» Exercise brief:
Please copy out the lines in the entries that contain "formatted".

» Data shown:
*** Block opens ***
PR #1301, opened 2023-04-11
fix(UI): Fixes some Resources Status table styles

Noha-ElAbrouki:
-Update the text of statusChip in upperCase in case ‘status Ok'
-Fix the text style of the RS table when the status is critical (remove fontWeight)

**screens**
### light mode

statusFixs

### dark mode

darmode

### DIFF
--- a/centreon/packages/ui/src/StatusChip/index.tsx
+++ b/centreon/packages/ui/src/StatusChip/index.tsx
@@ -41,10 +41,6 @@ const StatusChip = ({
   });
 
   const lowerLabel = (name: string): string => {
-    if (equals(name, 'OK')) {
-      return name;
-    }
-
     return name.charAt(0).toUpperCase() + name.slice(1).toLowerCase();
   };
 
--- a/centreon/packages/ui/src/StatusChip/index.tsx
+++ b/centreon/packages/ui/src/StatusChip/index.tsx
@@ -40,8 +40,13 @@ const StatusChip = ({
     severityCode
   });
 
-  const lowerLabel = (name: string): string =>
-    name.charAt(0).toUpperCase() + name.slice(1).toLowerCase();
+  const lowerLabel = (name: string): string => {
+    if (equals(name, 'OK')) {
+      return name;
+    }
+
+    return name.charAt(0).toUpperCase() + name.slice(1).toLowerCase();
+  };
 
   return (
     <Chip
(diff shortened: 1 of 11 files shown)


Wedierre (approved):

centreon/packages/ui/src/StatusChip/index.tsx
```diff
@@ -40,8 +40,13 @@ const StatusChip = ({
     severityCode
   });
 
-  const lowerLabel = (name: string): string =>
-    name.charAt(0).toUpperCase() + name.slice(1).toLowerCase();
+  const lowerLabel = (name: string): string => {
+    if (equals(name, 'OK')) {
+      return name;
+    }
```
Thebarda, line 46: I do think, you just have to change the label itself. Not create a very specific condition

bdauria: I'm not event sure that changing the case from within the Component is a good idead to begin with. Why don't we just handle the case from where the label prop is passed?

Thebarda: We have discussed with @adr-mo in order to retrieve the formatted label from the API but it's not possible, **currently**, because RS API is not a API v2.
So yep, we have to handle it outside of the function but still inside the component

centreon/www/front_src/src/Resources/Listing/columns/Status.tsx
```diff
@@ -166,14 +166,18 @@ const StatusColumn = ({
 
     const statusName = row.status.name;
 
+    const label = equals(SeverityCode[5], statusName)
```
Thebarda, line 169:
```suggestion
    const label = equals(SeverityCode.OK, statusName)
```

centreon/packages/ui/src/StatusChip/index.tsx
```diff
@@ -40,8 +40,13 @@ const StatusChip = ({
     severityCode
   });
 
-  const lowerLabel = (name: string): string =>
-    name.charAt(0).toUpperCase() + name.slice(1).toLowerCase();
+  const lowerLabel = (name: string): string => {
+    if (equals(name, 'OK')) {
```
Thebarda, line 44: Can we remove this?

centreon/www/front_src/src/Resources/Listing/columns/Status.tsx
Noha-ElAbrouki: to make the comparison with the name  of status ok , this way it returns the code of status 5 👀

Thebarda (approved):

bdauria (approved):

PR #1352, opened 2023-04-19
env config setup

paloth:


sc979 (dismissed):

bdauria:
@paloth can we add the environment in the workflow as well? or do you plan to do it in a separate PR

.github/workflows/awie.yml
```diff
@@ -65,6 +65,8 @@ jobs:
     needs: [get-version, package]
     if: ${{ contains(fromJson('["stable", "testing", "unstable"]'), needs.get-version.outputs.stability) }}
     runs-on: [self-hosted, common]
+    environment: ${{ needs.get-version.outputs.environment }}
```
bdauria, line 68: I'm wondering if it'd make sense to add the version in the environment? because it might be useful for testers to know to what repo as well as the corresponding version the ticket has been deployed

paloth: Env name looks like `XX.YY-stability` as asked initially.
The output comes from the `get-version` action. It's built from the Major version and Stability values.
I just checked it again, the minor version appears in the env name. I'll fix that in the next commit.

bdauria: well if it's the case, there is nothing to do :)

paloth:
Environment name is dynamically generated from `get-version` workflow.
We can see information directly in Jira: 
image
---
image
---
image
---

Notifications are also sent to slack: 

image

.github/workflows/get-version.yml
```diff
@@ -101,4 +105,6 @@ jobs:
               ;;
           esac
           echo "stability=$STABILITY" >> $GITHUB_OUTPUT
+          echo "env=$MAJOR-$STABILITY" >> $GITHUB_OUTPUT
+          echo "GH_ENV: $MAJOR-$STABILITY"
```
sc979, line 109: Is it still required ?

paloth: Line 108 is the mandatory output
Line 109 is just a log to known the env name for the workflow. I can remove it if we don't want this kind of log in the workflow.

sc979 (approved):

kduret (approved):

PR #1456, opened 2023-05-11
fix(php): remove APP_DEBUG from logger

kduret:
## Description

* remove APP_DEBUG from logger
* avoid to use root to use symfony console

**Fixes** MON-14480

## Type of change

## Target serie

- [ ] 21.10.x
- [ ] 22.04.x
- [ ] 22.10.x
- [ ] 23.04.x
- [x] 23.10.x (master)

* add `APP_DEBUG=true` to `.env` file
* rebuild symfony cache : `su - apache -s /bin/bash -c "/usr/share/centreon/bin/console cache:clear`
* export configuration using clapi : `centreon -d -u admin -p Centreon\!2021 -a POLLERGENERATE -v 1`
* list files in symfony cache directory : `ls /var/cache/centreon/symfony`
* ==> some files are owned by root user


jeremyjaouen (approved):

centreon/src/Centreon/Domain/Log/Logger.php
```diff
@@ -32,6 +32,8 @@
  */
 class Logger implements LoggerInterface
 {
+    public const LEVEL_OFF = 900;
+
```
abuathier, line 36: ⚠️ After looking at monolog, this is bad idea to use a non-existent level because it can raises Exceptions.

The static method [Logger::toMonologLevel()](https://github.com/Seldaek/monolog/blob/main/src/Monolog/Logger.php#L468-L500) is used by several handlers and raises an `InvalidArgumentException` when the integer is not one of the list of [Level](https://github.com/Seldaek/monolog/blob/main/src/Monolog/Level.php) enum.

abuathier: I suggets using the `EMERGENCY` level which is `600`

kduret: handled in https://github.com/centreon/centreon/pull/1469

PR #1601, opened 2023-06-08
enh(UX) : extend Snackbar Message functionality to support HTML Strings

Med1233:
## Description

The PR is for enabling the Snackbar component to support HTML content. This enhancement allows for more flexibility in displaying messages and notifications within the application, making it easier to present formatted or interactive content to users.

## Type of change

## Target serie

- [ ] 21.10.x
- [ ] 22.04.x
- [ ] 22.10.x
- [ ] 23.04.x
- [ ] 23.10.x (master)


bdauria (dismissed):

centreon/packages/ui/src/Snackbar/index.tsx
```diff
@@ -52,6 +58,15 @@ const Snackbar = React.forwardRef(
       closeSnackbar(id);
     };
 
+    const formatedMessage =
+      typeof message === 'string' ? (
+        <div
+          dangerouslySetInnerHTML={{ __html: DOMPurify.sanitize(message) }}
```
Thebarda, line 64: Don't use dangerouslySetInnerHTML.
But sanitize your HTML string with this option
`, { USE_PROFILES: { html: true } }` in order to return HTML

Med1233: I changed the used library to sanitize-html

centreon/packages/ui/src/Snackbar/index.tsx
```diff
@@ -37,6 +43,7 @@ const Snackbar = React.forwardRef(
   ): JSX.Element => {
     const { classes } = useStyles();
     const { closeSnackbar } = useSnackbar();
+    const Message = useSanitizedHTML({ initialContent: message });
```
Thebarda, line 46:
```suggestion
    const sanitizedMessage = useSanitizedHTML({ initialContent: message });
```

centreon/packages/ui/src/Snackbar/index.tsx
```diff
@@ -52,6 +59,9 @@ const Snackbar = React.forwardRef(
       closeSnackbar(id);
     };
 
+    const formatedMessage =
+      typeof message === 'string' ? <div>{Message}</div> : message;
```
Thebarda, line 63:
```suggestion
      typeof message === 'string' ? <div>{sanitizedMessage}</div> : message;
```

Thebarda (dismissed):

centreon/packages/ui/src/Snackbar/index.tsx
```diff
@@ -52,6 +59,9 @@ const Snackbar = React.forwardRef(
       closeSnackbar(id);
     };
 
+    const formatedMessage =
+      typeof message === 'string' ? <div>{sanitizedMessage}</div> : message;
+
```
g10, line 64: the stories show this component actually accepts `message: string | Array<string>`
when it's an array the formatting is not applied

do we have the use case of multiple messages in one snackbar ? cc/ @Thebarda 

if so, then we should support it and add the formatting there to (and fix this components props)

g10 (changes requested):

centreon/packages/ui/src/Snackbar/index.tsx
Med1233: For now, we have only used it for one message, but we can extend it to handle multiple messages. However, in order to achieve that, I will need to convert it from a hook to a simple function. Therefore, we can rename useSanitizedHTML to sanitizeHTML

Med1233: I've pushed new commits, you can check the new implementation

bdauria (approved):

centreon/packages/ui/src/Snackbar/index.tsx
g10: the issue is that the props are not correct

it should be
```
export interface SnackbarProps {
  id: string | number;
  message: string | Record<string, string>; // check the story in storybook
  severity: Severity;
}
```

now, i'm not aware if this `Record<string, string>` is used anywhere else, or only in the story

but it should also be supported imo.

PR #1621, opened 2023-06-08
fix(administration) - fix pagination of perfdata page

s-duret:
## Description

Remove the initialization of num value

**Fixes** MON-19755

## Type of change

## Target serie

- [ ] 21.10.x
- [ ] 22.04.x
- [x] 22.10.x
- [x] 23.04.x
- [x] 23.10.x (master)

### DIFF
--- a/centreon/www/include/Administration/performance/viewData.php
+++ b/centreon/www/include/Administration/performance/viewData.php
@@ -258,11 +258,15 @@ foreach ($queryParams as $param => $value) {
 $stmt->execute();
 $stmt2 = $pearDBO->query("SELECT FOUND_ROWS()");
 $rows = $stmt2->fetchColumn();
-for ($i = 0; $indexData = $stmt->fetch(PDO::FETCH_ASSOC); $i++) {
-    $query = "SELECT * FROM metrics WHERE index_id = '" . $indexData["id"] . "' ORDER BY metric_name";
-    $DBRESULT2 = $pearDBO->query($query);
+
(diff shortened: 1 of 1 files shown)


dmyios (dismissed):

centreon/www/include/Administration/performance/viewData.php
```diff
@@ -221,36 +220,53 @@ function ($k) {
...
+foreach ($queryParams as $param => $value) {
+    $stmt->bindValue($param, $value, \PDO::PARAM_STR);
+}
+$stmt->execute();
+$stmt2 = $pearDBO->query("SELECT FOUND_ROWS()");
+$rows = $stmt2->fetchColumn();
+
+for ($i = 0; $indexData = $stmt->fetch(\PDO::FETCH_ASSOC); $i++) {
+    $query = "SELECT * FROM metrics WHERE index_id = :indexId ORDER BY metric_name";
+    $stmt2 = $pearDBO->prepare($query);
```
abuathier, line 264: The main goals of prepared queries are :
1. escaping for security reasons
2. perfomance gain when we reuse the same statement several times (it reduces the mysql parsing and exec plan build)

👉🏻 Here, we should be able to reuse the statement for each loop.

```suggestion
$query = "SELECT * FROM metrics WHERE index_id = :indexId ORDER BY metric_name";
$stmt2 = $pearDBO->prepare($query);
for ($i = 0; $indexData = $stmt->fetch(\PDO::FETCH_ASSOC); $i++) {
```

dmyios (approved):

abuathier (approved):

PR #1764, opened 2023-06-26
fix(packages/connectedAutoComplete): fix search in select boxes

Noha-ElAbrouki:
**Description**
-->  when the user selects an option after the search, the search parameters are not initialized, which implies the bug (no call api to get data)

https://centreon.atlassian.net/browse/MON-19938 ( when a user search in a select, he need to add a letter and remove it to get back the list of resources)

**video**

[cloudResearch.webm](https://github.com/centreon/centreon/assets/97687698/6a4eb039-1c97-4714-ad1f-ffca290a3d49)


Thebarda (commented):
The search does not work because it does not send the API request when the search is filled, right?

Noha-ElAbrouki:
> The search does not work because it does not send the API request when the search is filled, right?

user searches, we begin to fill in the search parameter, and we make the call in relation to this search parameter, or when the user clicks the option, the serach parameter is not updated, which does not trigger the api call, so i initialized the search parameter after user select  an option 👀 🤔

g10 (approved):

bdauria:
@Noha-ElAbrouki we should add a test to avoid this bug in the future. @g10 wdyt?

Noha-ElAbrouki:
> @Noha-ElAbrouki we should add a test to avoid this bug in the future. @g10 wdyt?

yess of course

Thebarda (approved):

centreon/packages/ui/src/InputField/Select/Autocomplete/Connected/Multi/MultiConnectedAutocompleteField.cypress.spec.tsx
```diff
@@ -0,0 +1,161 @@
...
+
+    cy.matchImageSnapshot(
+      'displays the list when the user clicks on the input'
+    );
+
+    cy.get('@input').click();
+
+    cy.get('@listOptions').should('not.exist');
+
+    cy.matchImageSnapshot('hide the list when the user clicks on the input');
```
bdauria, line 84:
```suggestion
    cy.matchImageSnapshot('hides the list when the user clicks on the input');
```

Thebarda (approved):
*** Block closes ***
» Written answer:
Thebarda: We have discussed with @adr-mo in order to retrieve the formatted label from the API but it's not possible, **currently**, because RS API is not a API v2.
The PR is for enabling the Snackbar component to support HTML content. This enhancement allows for more flexibility in displaying messages and notifications within the application, making it easier to present formatted or interactive content to users.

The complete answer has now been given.